Ruto et Museveni lancent une ligne ferroviaire SGR reliant le Kenya à l’Ouganda
Economie

Ruto et Museveni lancent une ligne ferroviaire SGR reliant le Kenya à l’Ouganda

La Nouvelle Releve

March 21, 2026

Le président Kenyan, William Ruto et son homologue ougandais, Yoweri Kaguta Museveni ont lancé la construction du tronçon Kisumu–Malaba du chemin de fer à écartement standard de 107 km, un projet clé visant à stimuler le commerce régional et à faciliter le transport à travers l’Afrique de l’Est. Le lancement du projet a eu lieu ce samedi à Kisumu.

Museveni a déclaré que le chemin de fer est au cœur de l’intégration économique de l’Afrique de l’Est et de la compétitivité commerciale. Selon lui, pour que l’Afrique prospère, les pays doivent non seulement produire des biens de haute qualité, mais aussi veiller à ce qu’ils soient abordables.

« Le chemin de fer fait partie de la rationalisation de notre système de transport, en particulier du côté ougandais, qui est irrationnel et coûteux », a-t-il déclaré.

« Nous allons développer notre section de Malaba à Kampala, puis jusqu’à Kasese et Mpondwe, en la reliant à la RDC. Nous travaillons également sur la ligne ferroviaire de Tororo à Gulu, puis de Nimule à Juba, ainsi que sur la ligne de Bihanga à Kigali », a-t-il ajouté.

Le président William Ruto a affirmé que ce chemin de fer donnera vie à l’aspiration de longue date des deux pays à une véritable intégration régionale, et a promis au président Museveni de travailler ensemble pour concrétiser cette vision.

« Notre région fait face à un défi clair et urgent: nos économies ne génèrent pas suffisamment de revenus pour suivre le rythme de la croissance rapide de notre population.

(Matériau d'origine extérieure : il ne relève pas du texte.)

PR #207, opened 2016-03-29
Expose a toolkit_install_path to run seq2HLA in conda environment

rleonid:
This PR enables the running of seq2HLA entirely inside of the biokepi conda environment. The problem that we experienced on demeter was due to `bowtie` itself being a python module (called via an env shebang) for argument processing. The problem was that if the default python wasn't compatible it would fail, while being called inside of `seq2HLA`. This presents two solutions:

1. Wrapping `bowtie` as well via `pyinstaller`, isolating its environment ... etc.
2. Giving up on that dream and exposing a working environment.

This PR takes the later approach. Certainly, the speed with which I am able to iterate on these tools is too slow for us to continue doing 1 for every tool. So an new approach is necessary.

---
This change is [Reviewable](https://reviewable.io/reviews/hammerlab/biokepi/207)

### DIFF
--- a/src/app/hla_typer.ml
+++ b/src/app/hla_typer.ml
@@ -17,8 +17,10 @@ let pipeline_to_json ppln =
 let pipeline_to_workflow ~work_dir ?(uri="/tmp/ht") ppln =
   let open Pipeline.Compiler in
   let machine =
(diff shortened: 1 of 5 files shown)


smondet:
Discussed off-line.
Closing and fixing there: https://github.com/hammerlab/biokepi/pull/208

PR #208, opened 2016-03-29
Make `Conda` environment only “activable”

smondet:
The function `wrap_environment` was working only because Conda's deactivation
doesn't really work (at least it seems so).

This is kind-of a different solution from #207.

---
This change is [Reviewable](https://reviewable.io/reviews/hammerlab/biokepi/208)


smondet:
I'm still testing by the way.

smondet:
It still works, but not by accident.

Issue #24, opened 2015-04-15
Make the reference-build a property of the BAM


arahuja:
Ran into this a few times but don't have a solution yet.  Most of the variant callers take a reference build and BAM, but those are coupled and it should not be possible to specify the wrong reference build for a BAM

arahuja:
Closed by #214

PR #214, opened 2016-03-30
Make `reference_build` part of `bam_file`

smondet:
This implements #24.

The function `KEDSL.transform_bam` also makes many workflows more readable and
safer.

We can later add a function `check_bams` that verifies at least one property: all the bams involved have the same ref-build (e.g. `normal` and `tumor` for variant callers; or the lists for bam-merging or indel-realigning).

---
This change is [Reviewable](https://reviewable.io/reviews/hammerlab/biokepi/214)

### DIFF
--- a/src/lib/common.ml
+++ b/src/lib/common.ml
@@ -94,18 +94,33 @@ module KEDSL = struct
 
   type bam_file = <
     is_done: Ketrew_pure.Target.Condition.t option;
+    host: Host.t;
     path : string;
     sorting: [ `Coordinate | `Read_name ] option;
-    content_type: [ `DNA | `RNA ];
+    reference_build: string;
   >
-  let bam_file ?host ?sorting ?(contains=`DNA) path : bam_file =
+  let bam_file ~host ?sorting ~reference_build path : bam_file =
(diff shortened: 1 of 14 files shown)


ihodes:
(LGTM, nice improvement)

arahuja:
This looks great, big fan of this! Is there any way in somatic calling to ensure the normal and tumor references are the same - that seems like a good failure mode to catch?

iskandr:
I like this idea but I'm surprised by the loose typing. How come
`reference_build` is a string rather than something more structured? Where
can I include information about patches (e.g. differentiate GRCh38.p1 from
GRCh38.p5)?

smondet:
@arahuja yes for a later PR, it's what I called `check_bams` above

@iskandr I think last time we discussed that topic, we just decided that for now different patches are completely different genomes (since it's easy to add/customize genomes now).
I'd be up for trying to put the reference-genome in a type-parameter, but in a later PR/experiment → https://github.com/hammerlab/biokepi/issues/215
(the change right-now is more contained and doesn't break any code I/we already have).

PR #216, opened 2016-03-31
Improve the build of the documentation

smondet:
This moves the build to the script `tools/build-doc.sh` to do the heavy duty.
It adds a webpage that includes 3 SVG dependency graphs from OCamlDoc's `-dot`
output.

screenshot 2016-03-31 13 22 36

---
This change is [Reviewable](https://reviewable.io/reviews/hammerlab/biokepi/216)


ihodes:
Nice! LGTM

PR #219, opened 2016-04-01
Adding Hisat2

arahuja:
This has been tested insofar in that it correctly produces the index and proper hisat2 command (alongside with hisat1) but the hisat2 alignment has not completed. I figured it was worth reviewing in the meantime

This follows the model we discussed previously:
- Creates a versioned Hisat in `run_environment.ml`
- Add a version argument to `hisat` in `tool_providers.ml` as well as putting the version in the install path
- Adds config to hisat to switch between versions

Let me know any critiques or if anything can be improved.

cc @smondet @ihodes

---
This change is [Reviewable](https://reviewable.io/reviews/hammerlab/biokepi/219)

### DIFF
--- a/src/lib/pipeline.ml
+++ b/src/lib/pipeline.ml
@@ -158,7 +158,7 @@ module Construct = struct
 
   let star fastq = Star fastq
 
-  let hisat ?(configuration = Hisat.Configuration.default) fastq = Hisat(configuration, fastq)
+  let hisat ?(configuration = Hisat.Configuration.default_v1) fastq = Hisat(configuration, fastq)
 
   let stringtie ?(configuration = Stringtie.Configuration.default) bam =
     Stringtie (configuration, bam)
--- a/src/lib/pipeline.ml
+++ b/src/lib/pipeline.ml
@@ -85,7 +85,7 @@ type _ t =
   | Gunzip_concat: fastq_gz t list -> fastq t
   | Concat_text: fastq t list -> fastq t
   | Star: fastq_sample t -> bam t
-  | Hisat: fastq_sample t -> bam t
+  | Hisat: Hisat.Configuration.t * fastq_sample t -> bam t
   | Stringtie: Stringtie.Configuration.t * bam t -> gtf t
   | Bwa: bwa_params * fastq_sample t -> bam t
   | Bwa_mem: bwa_params * fastq_sample t -> bam t
@@ -158,7 +158,7 @@ module Construct = struct
 
   let star fastq = Star fastq
 
-  let hisat fastq = Hisat fastq
+  let hisat ?(configuration = Hisat.Configuration.default) fastq = Hisat(configuration, fastq)
 
   let stringtie ?(configuration = Stringtie.Configuration.default) bam =
     Stringtie (configuration, bam)
@@ -371,10 +371,10 @@ let rec to_file_prefix:
         (to_file_prefix sample) gap_open_penalty gap_extension_penalty
     | Star (sample) ->
       sprintf "%s-star-aligned" (to_file_prefix sample)
-    | Hisat (sample) ->
-      sprintf "%s-hisat-aligned" (to_file_prefix sample)
+    | Hisat (conf, sample) ->
+      sprintf "%s-hisat-%s-aligned" (to_file_prefix sample) (conf.Hisat.Configuration.name)
     | Stringtie (conf, sample) ->
-      sprintf "%s-%sstringtie"
+      sprintf "%s-%s-stringtie"
         (to_file_prefix sample)
         (conf.Stringtie.Configuration.name)
     | Mosaik (sample) ->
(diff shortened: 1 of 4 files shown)


src/lib/run_environment.ml
```diff
@@ -54,7 +55,7 @@ module Tool = struct
     let star = custom "star" ~version:"2.4.1d"
     let stringtie = custom "stringtie" ~version:"1.2.2"
     let cufflinks = custom "cufflinks" ~version:"2.2.1"
-    let hisat = custom "hisat" ~version:"0.1.6-beta"
+    let hisat = `Hisat `V_2_0_2_beta
```
ihodes: I think this is good; latest tools should be the default.

src/lib/tool_providers.ml
```diff
@@ -494,7 +506,7 @@ let default_toolkit
     star_tool ~host ~meta_playground;
     stringtie_tool ~host ~meta_playground;
     cufflinks_tools ~host ~meta_playground;
-    hisat_tool ~host ~meta_playground;
+    hisat_tool ~host ~meta_playground ~version:`V_0_1_6_beta;
```
ihodes: This is my confusion around tools again; why V2 in the run_environment but V1 in the default toolkit?

arahuja: Yea, actually was just thinking that - the two are not really linked. Here I create `V_0_1_6_beta` tool, and there I say if you ask for the default it's the V2 one (which may not be in the kit unless you add it)

ihodes: Maybe have both tools in the toolkit, but the default tool should remain V2?

arahuja: I guess the question is should there be a 1-1 mapping between the default tools and the default toolkit - if so, how is it enforced

arahuja: > Maybe have both versions in the toolkit, but the default tool should remain V2?

I thought have 2 versions of a single tool in the default kit seemed weird, I added V2 to the kit when I used it.

ihodes: I think it's fine to have other versions in the default toolkit. What seems more confusing is saying that the default tool does not exist in the default toolkit.

ihodes: All the nodes in the default toolkit are doing is telling the machine how to get the tool, right?

src/lib/tool_providers.ml
```diff
@@ -111,12 +111,24 @@ let star_tool ~host ~meta_playground =
...
   let archive = Filename.basename url in
-  let hisat_binary = "hisat" in
+  let hisat_binary = 
+    match version with
+    | `V_0_1_6_beta -> "hisat"
+    | `V_2_0_2_beta -> "hisat2"
+  in
   let ensure =
     workflow_node (single_file ~host (install_path // hisat_binary))
       ~name:(sprintf "Install HISAT")
```
ihodes: Maybe we should add the version to the name?

src/lib/pipeline.ml
```diff
@@ -158,7 +158,7 @@ module Construct = struct
 
   let star fastq = Star fastq
 
-  let hisat fastq = Hisat fastq
+  let hisat ?(configuration = Hisat.Configuration.default_v1) fastq = Hisat(configuration, fastq)
```
smondet: Shouldn't `v2` be the default?

src/lib/tool_providers.ml
smondet: Yes, having both version in the default tool-kit is what we want. They will be installed only when used anyway.

src/lib/pipeline.ml
arahuja: If you'd like? My assumption was the default should be what was there already so nothing changes for any pipelines using v1

smondet: Actually maybe :)

I don't know how the two versions are different, if you think users expect to very different results then yes `v1` is better.

arahuja:
@smondet @ihodes not sure if you are still reviewing, but from the feedback so far, my takeaways are:

1. Add both to the Toolkit.default
2. Make the default tool in run environment and default config in pipeline match and that should be ... `V2`?

ihodes:
1. for sure (no downside)
2. i don't have a preference; seems good to keep things recent, but also have to watch out for that e.g. I need to switch the PGV pipeline code if we make this change.

arahuja:
> i don't have a preference; seems good to keep things recent, but also have to watch out for that e.g. I need to switch the PGV pipeline code if we make this change.
@ihodes For this case, it doesn't matter really as we likely know all end-users of this, but in general, I think major upgrades (especially when the previous version isn't broken) should be opt-in rather than opt-out.  In this case, if you using `hisat-v1` I think it's worthwhile to stay with until we have some time to sanity check and compare v2

smondet:
@arahuja yes to both !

Dans le même temps, nos entreprises continuent de faire face à des coûts logistiques élevés qui nuisent à leur compétitivité. »

L’extension prévue du SGR de l’Ouganda vers la République démocratique du Congo, le Soudan du Sud, le Rwanda, le Burundi et au-delà permettra de libérer davantage d’opportunités régionales, en stimulant de nouvelles vagues d’activité économique et en renforçant l’intégration dans la région.

Le projet devrait améliorer considérablement l’efficacité du transport, en augmentant la vitesse des trains jusqu’à 120 km/h et en multipliant par quatre la capacité de fret, pour atteindre 4 000 tonnes par train.

Le corridor Nord traite actuellement plus de 30 millions de tonnes de marchandises par an, dont environ 90 % sont transportées par route, ce qui entraîne des coûts élevés et des embouteillages.

Le transport ferroviaire devrait réduire les coûts de fret de 30 à 40 % et diminuer les temps de transit jusqu’à 50 %.